Description of the task: Each line below from the one containing "PR #32, opened 2020-07-20" through the one containing "All are freestanding" is to be given again exactly, and no line outside that span.

The records:
----
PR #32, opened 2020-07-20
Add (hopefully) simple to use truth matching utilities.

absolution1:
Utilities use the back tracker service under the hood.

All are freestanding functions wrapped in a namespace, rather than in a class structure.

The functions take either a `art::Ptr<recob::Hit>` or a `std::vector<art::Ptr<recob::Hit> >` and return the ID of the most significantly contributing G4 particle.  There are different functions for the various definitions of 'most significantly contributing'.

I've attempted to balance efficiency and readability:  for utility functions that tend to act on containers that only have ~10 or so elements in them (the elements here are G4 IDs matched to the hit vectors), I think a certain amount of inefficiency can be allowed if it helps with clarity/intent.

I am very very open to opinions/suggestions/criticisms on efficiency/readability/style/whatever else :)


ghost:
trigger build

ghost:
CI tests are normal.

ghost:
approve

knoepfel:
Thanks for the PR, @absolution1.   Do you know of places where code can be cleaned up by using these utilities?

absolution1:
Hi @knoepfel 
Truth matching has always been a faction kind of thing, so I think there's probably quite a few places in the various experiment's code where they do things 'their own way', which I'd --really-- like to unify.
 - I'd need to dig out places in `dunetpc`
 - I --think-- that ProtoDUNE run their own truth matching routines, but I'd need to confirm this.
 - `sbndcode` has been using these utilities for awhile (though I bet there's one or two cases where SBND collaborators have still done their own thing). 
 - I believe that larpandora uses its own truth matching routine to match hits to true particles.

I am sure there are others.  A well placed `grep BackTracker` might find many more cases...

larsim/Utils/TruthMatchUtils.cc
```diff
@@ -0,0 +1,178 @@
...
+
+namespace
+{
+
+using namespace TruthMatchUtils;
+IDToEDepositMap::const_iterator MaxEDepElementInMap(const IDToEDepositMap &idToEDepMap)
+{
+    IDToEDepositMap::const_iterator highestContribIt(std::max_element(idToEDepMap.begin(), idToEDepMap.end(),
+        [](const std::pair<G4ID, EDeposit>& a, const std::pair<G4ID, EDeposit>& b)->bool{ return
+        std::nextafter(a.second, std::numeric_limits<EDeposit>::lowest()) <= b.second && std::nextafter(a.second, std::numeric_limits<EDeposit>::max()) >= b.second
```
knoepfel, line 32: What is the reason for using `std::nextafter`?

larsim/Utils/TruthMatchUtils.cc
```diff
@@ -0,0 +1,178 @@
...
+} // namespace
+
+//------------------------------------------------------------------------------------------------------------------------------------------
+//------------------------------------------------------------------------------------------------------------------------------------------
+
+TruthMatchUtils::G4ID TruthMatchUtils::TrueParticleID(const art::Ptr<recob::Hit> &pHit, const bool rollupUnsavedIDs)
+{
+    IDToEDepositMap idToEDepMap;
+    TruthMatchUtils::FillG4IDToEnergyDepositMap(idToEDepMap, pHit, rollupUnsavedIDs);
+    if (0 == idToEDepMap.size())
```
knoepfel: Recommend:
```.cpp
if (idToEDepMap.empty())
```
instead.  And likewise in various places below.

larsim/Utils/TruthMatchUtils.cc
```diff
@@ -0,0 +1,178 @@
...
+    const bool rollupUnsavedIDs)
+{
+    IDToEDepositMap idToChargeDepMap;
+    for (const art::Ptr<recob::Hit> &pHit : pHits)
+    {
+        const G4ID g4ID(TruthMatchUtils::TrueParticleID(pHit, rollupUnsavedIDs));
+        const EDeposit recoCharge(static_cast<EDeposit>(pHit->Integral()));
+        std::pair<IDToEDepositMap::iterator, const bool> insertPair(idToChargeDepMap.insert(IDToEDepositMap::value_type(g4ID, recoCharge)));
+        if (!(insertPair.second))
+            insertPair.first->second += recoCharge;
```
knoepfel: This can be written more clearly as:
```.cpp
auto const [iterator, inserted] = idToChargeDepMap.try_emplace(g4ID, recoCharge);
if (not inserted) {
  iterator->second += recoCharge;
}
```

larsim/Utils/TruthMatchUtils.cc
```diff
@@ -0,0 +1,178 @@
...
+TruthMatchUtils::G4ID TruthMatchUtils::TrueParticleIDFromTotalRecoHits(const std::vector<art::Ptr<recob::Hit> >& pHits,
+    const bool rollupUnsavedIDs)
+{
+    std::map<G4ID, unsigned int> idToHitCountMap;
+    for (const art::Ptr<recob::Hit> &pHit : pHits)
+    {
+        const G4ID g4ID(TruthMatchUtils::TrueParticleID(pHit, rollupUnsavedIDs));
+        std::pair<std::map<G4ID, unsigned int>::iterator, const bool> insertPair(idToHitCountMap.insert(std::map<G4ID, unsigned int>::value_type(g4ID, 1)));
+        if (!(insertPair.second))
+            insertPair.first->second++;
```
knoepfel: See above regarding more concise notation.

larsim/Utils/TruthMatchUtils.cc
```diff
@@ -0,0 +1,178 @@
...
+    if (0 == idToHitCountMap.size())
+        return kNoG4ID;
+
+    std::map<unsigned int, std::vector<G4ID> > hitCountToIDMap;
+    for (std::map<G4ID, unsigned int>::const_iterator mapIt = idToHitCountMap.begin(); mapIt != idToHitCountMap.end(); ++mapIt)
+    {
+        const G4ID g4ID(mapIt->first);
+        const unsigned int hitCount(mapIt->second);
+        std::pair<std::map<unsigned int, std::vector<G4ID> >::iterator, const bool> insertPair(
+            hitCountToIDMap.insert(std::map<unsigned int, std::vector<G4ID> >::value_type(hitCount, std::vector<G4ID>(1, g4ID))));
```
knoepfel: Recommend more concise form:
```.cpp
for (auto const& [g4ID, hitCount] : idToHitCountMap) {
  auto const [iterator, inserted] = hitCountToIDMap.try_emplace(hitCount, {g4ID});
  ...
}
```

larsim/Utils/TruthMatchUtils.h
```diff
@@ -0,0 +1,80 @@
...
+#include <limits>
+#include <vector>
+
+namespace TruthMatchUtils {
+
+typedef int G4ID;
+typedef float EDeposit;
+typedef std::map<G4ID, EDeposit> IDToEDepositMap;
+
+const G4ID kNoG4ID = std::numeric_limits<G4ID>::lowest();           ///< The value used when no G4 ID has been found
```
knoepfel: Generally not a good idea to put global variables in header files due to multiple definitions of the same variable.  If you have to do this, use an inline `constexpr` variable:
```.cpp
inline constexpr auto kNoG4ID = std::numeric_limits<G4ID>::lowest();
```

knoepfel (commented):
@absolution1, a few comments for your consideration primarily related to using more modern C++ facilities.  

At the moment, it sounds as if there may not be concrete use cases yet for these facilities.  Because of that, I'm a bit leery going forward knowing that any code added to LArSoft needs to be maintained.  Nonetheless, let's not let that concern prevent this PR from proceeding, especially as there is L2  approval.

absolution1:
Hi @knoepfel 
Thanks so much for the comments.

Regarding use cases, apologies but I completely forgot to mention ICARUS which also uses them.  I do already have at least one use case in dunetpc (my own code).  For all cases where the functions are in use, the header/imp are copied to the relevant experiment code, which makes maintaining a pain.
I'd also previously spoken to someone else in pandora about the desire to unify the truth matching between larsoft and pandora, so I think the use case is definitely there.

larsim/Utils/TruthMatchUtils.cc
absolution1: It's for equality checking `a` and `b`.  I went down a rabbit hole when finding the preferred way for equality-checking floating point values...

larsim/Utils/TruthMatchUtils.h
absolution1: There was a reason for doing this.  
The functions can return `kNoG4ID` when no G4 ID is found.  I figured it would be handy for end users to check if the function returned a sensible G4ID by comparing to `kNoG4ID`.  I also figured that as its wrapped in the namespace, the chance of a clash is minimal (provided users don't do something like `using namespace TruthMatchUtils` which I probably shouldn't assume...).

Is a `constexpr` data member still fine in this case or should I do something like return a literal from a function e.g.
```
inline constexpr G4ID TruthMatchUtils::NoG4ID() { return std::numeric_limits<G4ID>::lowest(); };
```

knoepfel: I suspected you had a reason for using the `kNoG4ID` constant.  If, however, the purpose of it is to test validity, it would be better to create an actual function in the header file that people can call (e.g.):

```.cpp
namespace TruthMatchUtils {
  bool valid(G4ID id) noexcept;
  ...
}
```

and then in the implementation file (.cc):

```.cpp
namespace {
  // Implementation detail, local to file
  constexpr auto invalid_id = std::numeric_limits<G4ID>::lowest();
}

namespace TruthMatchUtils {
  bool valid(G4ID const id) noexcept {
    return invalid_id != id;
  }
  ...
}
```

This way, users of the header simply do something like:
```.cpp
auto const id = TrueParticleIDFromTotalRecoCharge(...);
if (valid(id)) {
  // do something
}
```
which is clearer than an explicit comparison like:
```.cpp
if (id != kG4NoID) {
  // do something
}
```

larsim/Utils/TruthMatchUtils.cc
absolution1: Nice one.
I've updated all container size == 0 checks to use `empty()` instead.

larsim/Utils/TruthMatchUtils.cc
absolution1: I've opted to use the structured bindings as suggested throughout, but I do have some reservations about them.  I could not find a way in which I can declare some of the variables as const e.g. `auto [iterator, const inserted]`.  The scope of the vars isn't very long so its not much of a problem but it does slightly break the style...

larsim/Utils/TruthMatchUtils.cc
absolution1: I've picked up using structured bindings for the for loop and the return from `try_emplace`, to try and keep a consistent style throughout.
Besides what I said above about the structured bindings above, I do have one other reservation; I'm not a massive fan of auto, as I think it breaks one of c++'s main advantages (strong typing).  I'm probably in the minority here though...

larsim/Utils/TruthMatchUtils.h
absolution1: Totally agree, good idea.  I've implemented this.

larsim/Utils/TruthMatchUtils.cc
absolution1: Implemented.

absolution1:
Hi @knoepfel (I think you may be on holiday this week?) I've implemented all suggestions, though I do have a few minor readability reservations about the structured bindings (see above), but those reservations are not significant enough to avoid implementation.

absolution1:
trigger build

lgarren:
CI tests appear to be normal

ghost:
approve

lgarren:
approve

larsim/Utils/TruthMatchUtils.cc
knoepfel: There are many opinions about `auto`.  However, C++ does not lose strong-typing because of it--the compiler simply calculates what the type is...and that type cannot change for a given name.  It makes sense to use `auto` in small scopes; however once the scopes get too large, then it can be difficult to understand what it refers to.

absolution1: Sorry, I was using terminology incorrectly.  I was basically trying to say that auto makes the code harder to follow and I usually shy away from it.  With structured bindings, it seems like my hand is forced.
----
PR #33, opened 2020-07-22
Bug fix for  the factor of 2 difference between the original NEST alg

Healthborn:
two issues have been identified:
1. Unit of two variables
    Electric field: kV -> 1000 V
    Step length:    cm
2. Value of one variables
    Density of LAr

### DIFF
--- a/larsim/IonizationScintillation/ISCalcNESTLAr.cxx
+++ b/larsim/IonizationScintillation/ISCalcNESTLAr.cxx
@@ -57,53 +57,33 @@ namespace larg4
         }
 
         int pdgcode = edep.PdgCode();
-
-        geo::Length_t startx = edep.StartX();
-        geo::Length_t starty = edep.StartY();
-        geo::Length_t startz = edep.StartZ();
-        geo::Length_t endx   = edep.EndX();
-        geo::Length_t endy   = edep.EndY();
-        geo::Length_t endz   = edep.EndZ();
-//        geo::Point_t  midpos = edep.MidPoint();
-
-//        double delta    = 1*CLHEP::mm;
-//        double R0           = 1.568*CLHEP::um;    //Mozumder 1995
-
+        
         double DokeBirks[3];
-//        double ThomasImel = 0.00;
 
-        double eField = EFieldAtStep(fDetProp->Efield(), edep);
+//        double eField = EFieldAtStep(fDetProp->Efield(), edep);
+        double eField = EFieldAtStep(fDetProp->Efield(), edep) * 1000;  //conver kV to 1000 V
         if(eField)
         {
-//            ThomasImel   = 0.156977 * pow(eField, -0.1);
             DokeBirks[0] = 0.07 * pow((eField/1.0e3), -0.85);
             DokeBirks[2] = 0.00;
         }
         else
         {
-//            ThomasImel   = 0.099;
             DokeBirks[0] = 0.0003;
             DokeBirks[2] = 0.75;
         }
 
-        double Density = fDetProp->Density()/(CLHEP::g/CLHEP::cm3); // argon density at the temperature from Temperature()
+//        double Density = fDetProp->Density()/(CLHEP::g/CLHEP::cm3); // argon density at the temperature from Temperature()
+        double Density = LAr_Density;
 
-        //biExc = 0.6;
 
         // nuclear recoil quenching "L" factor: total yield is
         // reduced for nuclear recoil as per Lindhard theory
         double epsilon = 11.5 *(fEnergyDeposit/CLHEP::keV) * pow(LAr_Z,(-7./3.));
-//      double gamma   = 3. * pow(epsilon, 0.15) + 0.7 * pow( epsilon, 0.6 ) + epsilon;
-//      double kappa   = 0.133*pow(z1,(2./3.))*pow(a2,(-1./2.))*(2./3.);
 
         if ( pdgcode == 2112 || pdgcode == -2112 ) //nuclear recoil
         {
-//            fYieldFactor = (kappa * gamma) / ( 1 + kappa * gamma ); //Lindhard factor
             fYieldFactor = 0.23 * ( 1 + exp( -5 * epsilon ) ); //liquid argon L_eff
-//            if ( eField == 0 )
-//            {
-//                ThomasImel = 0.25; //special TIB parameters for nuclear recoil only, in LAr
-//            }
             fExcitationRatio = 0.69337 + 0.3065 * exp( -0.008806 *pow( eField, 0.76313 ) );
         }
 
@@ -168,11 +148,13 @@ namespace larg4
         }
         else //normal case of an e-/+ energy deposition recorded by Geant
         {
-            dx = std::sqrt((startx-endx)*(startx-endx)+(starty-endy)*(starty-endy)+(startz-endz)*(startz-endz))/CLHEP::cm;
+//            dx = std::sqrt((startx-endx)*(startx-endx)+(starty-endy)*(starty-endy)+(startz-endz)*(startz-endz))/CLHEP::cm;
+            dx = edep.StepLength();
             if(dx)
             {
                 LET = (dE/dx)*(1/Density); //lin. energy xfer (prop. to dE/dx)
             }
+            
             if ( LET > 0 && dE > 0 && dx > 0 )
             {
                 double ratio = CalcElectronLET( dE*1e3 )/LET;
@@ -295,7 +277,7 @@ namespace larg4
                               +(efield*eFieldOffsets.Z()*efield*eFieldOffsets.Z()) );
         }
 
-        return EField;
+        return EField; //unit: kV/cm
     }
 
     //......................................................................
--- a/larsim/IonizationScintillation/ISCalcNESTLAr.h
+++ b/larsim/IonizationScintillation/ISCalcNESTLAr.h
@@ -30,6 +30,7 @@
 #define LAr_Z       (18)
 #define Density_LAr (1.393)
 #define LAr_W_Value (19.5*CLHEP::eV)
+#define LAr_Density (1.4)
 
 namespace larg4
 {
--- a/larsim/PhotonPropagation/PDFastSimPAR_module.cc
----
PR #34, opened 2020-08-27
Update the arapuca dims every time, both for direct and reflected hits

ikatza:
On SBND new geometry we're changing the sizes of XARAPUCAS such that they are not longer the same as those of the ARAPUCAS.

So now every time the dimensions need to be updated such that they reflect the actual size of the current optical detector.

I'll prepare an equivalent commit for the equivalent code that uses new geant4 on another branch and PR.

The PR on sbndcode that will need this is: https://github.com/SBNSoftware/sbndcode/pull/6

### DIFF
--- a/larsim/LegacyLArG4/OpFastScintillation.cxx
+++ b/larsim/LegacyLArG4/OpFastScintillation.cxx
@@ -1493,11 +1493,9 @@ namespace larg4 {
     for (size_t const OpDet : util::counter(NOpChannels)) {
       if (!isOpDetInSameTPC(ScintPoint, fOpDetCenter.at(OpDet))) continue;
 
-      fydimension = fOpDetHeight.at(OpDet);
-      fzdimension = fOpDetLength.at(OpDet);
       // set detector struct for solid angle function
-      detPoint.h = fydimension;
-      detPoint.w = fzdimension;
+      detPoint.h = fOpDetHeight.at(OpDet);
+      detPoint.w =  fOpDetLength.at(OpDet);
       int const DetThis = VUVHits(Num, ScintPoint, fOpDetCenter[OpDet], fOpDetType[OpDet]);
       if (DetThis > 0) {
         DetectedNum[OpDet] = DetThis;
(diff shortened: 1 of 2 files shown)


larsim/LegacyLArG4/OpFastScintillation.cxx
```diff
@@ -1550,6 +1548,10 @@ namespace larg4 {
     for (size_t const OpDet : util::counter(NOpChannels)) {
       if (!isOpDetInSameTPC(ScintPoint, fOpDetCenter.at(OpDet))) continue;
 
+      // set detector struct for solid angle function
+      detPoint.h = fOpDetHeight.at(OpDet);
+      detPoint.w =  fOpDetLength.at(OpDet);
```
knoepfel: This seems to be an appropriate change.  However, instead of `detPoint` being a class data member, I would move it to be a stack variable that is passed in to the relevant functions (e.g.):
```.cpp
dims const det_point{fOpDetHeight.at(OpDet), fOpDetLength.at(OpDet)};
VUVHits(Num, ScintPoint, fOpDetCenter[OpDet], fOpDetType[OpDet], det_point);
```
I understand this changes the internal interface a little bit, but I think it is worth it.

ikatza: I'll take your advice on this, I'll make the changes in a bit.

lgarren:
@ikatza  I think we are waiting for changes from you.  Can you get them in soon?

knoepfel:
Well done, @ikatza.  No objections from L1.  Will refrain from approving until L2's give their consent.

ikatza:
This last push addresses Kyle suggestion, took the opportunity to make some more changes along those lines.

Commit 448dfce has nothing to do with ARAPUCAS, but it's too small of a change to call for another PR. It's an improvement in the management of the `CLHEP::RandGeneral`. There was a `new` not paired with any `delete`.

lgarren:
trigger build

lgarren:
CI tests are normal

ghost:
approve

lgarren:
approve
----
Answer to this task:
PR #32, opened 2020-07-20
Add (hopefully) simple to use truth matching utilities.

absolution1:
Utilities use the back tracker service under the hood.

All are freestanding functions wrapped in a namespace, rather than in a class structure.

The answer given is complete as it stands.